- [Work to complete] Look through the material for lines with the word "before", and copy each one.

- [Given data]

Issue #517, opened 2023-02-25
Can't use lists/dicts as arguments to `Query.test`


msiemens:
### Discussed in https://github.com/msiemens/tinydb/discussions/514

<div type='discussions-op-text'>

<sup>Originally posted by **tgkuus** February 20, 2023</sup>
In the read the docs section Advanced queries>Custom test with parameters:
I noticed I can't have the arguments in the test function be lists or dicts. Is that by design or a bug?

Example of the issue. Note that the first error is at line 30. After the code is the error traceback I got.
```
from tinydb import TinyDB, Query

def test_function(val,arg1,arg2):
    if '0' == list(val.keys())[0]:
        return True
    else:
        return False
#make the db and add some data
x = TinyDB('questions.json')
x.truncate() #reset for testing
some_fake_data = [{'data':{xidx:xval}} for xidx,xval in enumerate(reversed(range(100)))]
print('1\n\t',some_fake_data)
x.insert_multiple(some_fake_data)
print('2\n\t',x.all())

#search normal - WORKS!
the_return = x.search(Query().data == {'0': 99})
print('3\n\t',the_return)

#search normal with test function args int and string - WORKS!
arg1=0
arg2='asd'
q=Query()
the_return = x.search(q.data.test(test_function,arg1,arg2))
print('4\n\t',the_return)

#search normal with test function args list and int - DOES NOT WORK
arg1=[0,1,2,3]
arg2=1
the_return = x.search(q.data.test(test_function,arg1,arg2))
print('5\n\t',the_return)

#search normal with test function args int and dict - DOES NOT WORK
arg1=1
arg2={'asd':1}
the_return = x.search(q.data.test(test_function,arg1,arg2))
print('6\n\t',the_return)

'''
Error Recieved
Traceback (most recent call last):
  File "...", line 31, in <module>
    the_return = x.search(q.data.test(test_function,arg1,arg2))
  File "...", line 245, in search
    cached_results = self._query_cache.get(cond)
  File "...", line 91, in get
    value = self.cache.get(key)
  File "...", line 98, in __hash__
    return hash(self._hash)
TypeError: unhashable type: 'dict'
'''

```</div>

PR #618, opened 2026-06-24
fix: freeze unhashable args in Query.test to prevent TypeError

binggao1230:
## Problem

Passing a `list` or `dict` as an extra argument to `Query().field.test()` raises
`TypeError: unhashable type: 'list'` (or `'dict'`) the first time TinyDB tries
to hash the resulting `QueryInstance` for the query cache.

```python
def in_set(val, allowed):
    return val in allowed

db.search(Query().x.test(in_set, [1, 2, 3]))  # TypeError: unhashable type: 'list'
```

Reported in https://github.com/msiemens/tinydb/discussions/514 (issue #517).

## Root cause

`Query.test` builds its cache key tuple as:

```python
('test', self._path, func, args)
```

`args` is a raw Python tuple that can contain unhashable objects (`list`,
`dict`).  Every other query method that accepts caller-supplied values
(`any`, `all`, `one_of`, `fragment`) already passes them through the
existing `freeze()` helper before building the hash tuple.  `test` was
the only method that did not.

## Fix

Apply `freeze()` to each element of `args` before composing the hash
tuple, matching the pattern used by the sibling methods:

```python
('test', self._path, func, tuple(freeze(arg) for arg in args))
```

`freeze()` recursively converts `list` → `tuple`, `dict` → `FrozenDict`,
and `set` → `frozenset`, so nested unhashable structures are handled too.
The test function still receives the original (unfrozen) `args` at
call-time; only the hash key is affected.

## Tests

Added `test_custom_with_unhashable_params` in `tests/test_queries.py`
covering list args, dict args, same-args hash stability, and different-args
hash distinctness.

### DIFF
--- a/tests/test_queries.py
+++ b/tests/test_queries.py
@@ -222,6 +222,55 @@ def test_custom_with_params():
     assert hash(query)
 
 
+def test_custom_with_unhashable_params():
+    """Test that Query.test works when extra args contain lists or dicts."""
+
+    def in_allowed(value, allowed):
+        return value in allowed
+
+    # list argument must not raise TypeError when hashing the query
+    query = Query().val.test(in_allowed, [1, 2, 3])
+    assert query({'val': 1})
+    assert not query({'val': 4})
+    assert hash(query)
+
+    # dict argument must not raise TypeError when hashing the query
+    def has_key(value, mapping):
+        return value in mapping
+
+    query2 = Query().val.test(has_key, {'a': 1, 'b': 2})
+    assert query2({'val': 'a'})
+    assert not query2({'val': 'c'})
+    assert hash(query2)
+
+    # identical args produce the same hash (cache key correctness)
+    q_a = Query().val.test(in_allowed, [1, 2, 3])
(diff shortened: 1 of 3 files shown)


msiemens:
Thanks for the PR! Two quick thoughs:

1. Could we also add tuple handling into `freeze()` (`tinydb/utils.py:144-159`)? That way we don't get collisions when an arg is a `dict`
2. Could we also handle arbitrary unhashable args? Like numpy arrays etc. We could do `try: hash(hashval) except TypeError: hashval = None` to back out of the cache for cases like this

binggao1230:
Both done. `freeze()` now recurses into tuples too, so a nested dict/list inside an already-tuple arg is frozen instead of passed through raw. And `QueryInstance.__init__` now try/excepts `hash(hashval)`, falling back to `is_cacheable() == False` on any remaining `TypeError` (numpy arrays etc.) instead of crashing on first use. Added test cases for both; 216 pass.

msiemens:
Thanks!

msiemens:

Issue #575, opened 2024-11-11
Documentation Ideas - API Reference


mateustoin:
I was thinking of adding a Class Diagram and a simple explanation on how the classes correlate. Instead of having to read all of the API reference and the entire code to learn how the code works, people could start learning first on a high level explanation. This would be helpful for who wants to learn about the project and who wants to contribute later (that's my case).

The diagram could be something like this:
![image](https://github.com/user-attachments/assets/3c8953da-f745-461d-a013-e014d964b490)

Alongside with a high level explanation. What you think @msiemens? I hope to hear from you before I create a pull request about this.

Regards,
Mateus Antonio

msiemens:
Thanks for the ideas! I don’t really have capacity to take this on, but I'd be happy to review and merge a PR!

PR #620, opened 2026-07-01
docs: add architecture overview to API reference

uadhran:
Adds a high-level architecture section at the top of the API reference so readers can understand how TinyDB's core classes relate before diving into autodoc details.

## Changes

- New **Architecture Overview** section in `docs/api.rst` covering the three layers (core API, persistence, supporting components), typical data flow, and a link to `extend.rst` for contributors
- New class relationship diagram at `docs/_static/architecture.svg`

## Verification

- `uv run py.test -v --cov=tinydb` — not run (docs-only change)
- `sphinx-build -b html docs/ _build/html` — build succeeds; `architecture.svg` is copied into the output

Related: #575


msiemens:
Thanks @uadhran! I really like the idea but the SVG diagram seems to have some overlapping:

image

Could you fix that? I really like using Mermaid for diagrams like that, it takes care of the overlapping too. Ideally, you could commit the mermaid code along with the generated SVG

uadhran:
Fixed the overlapping diagram by regenerating it from Mermaid.

- Added `docs/_static/architecture.mmd` (source)
- Regenerated `docs/_static/architecture.svg` from that source
- Also rebased onto latest master

Regenerate with:
```bash
npx @mermaid-js/mermaid-cli -i docs/_static/architecture.mmd -o docs/_static/architecture.svg -b transparent
```

Issue #596, opened 2025-07-06
Bug in LRUCache implementation


epicblueprints:
``` python
class LRUCache(....):

def set(self, key: K, value: V):
  if self.cache.get(key):
    self.cache[key] = value
    self.cache.move_to_end(key, last=True)
  else:
    self.cache[key] = value

    # Check, if the cache is full and we have to remove old items
    # If the queue is of unlimited size, self.capacity is NaN and
    # x > NaN is always False in Python and the cache won't be cleared.
    if self.capacity is not None and self.length > self.capacity:
        self.cache.popitem(last=False)
```

The condition if self.cache.get(key): checks if the value is truthy, not if the key exists. This causes problems when Falsy values (0, False, "", [], None, etc.) are stored for a key.
When updating an existing key with a falsy value, it's treated as a new key (goes to else) and breaks LRU ordering.

A test case to demonstrate this bug. This test fails

``` python
def test_lru_cache_set_item():
    cache = LRUCache(capacity=3)
    cache["a"] = 0      # Falsy value!
    cache["b"] = 1
    cache["c"] = 2

    assert sorted(cache.lru) == ["a", "b", "c"]
    
    cache.set("a", 3)   # This should update "a" and move it to end
    cache.set("d", 4)   # This should evict "b"
    
    assert sorted(cache.lru) == ["a", "c", "d"]  # "b" should be gone but "a" is evicted in the current implementation
```

On the other end, the following test case passes - 
``` python

def test_lru_cache_set_item():
    cache = LRUCache(capacity=3)
    cache["a"] = 3
    cache["b"] = 1
    cache["c"] = 2

    assert sorted(cache.lru) == ["a", "b", "c"]

    cache.set("a", 0)
    cache.set("d", 4)

    assert sorted(cache.lru) == ["a", "c", "d"]
```

msiemens:
Closed in #597

PR #623, opened 2026-07-03
fix: LRUCache.get() and __getitem__() fail for cached None values

koteshyelamati:
## Problem

`LRUCache.get()` and `LRUCache.__getitem__()` both break when `None` is a legitimate cached value.

**`get()` bug:** uses `if value is not None:` to detect cache hits, so if a key maps to `None`, it skips the LRU promotion and returns the `default` instead of the cached `None`.

**`__getitem__()` bug:** calls `self.get(key)` and then checks `if value is None: raise KeyError`, so it raises `KeyError` even when the key exists with value `None`.

```python
cache = LRUCache(capacity=5)
cache['key'] = None

cache.get('key', 'missing')  # Returns 'missing' instead of None
cache['key']                  # Raises KeyError instead of returning None
```

## Root cause

Both methods use the cached value itself as a sentinel to detect cache misses. This is the same class of bug that was fixed in `set()` by PR #597.

## Fix

Replace the value-based checks with `key not in self.cache` membership tests, consistent with how `set()` was already fixed.

### DIFF
--- a/tinydb/utils.py
+++ b/tinydb/utils.py
@@ -78,9 +78,10 @@ class LRUCache(abc.MutableMapping, Generic[K, V]):
         del self.cache[key]
 
     def __getitem__(self, key) -> V:
-        value = self.get(key)
-        if value is None:
+        if key not in self.cache:
             raise KeyError(key)
+        value = self.cache[key]
+        self.cache.move_to_end(key, last=True)
 
         return value
 
@@ -88,14 +89,12 @@ class LRUCache(abc.MutableMapping, Generic[K, V]):
         return iter(self.cache)
 
     def get(self, key: K, default: Optional[D] = None) -> Optional[Union[V, D]]:
-        value = self.cache.get(key)
+        if key not in self.cache:
+            return default
+        value = self.cache[key]
+        self.cache.move_to_end(key, last=True)
 
-        if value is not None:
-            self.cache.move_to_end(key, last=True)
-
-            return value
-
-        return default
+        return value
 
     def set(self, key: K, value: V):
         if key in self.cache:


msiemens:
Thanks for the PR, @koteshyelamati! Could you add one or two tests for this?

uadhran:
Confirmed this still reproduces on current `master` (`4aa5311`, TinyDB 4.9.0) — not fixed by the recent docs/type PRs.

```python
from tinydb.utils import LRUCache

c = LRUCache(capacity=5)
c['k'] = None

assert 'k' in c.cache          # key is present
print(c.get('k', 'missing'))   # 'missing'  (expected None)
# c['k'] → KeyError            (expected None)
```

Root cause matches the PR: `get()` / `__getitem__()` still use `is not None` as a hit check (`tinydb/utils.py`), while `set()` already uses membership (`key in self.cache`) after #596/#597.

Also worth noting: `docs/changelog.rst` currently says falsy values like `0` or `None` are handled correctly in `LRUCache`, but `get`/`__getitem__` for stored `None` still fail — so this PR would also align the changelog claim with behavior.

### Suggested tests (if helpful)

Happy to help with tests if useful — something like:

```python
def test_lru_cache_none_value():
    cache = LRUCache(capacity=3)
    cache['key'] = None

    assert 'key' in cache.cache
    assert cache.get('key', 'missing') is None
    assert cache['key'] is None

    # LRU promotion still works for None hits
    cache['a'] = 1
    cache['b'] = 2
    cache.get('key')   # touch
    cache['c'] = 3     # would evict oldest if 'key' wasn't promoted
    assert cache.get('key') is None
```

(I don’t want to step on this PR — just adding verification + test ideas.)

R-zin (approved):

msiemens:
This has been handled by #635

PR #626, opened 2026-07-25
fix: adjust ID increment logic

jayanthmarupaka:
fixed the incremental logic by adding +2 instead of +1


msiemens:
With no explanation it is hard to know what you're trying to accomplish :) Closing this until further explanation has been provided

- [Answer for the task]
existing `freeze()` helper before building the hash tuple.  `test` was
Apply `freeze()` to each element of `args` before composing the hash
Alongside with a high level explanation. What you think @msiemens? I hope to hear from you before I create a pull request about this.
Adds a high-level architecture section at the top of the API reference so readers can understand how TinyDB's core classes relate before diving into autodoc details.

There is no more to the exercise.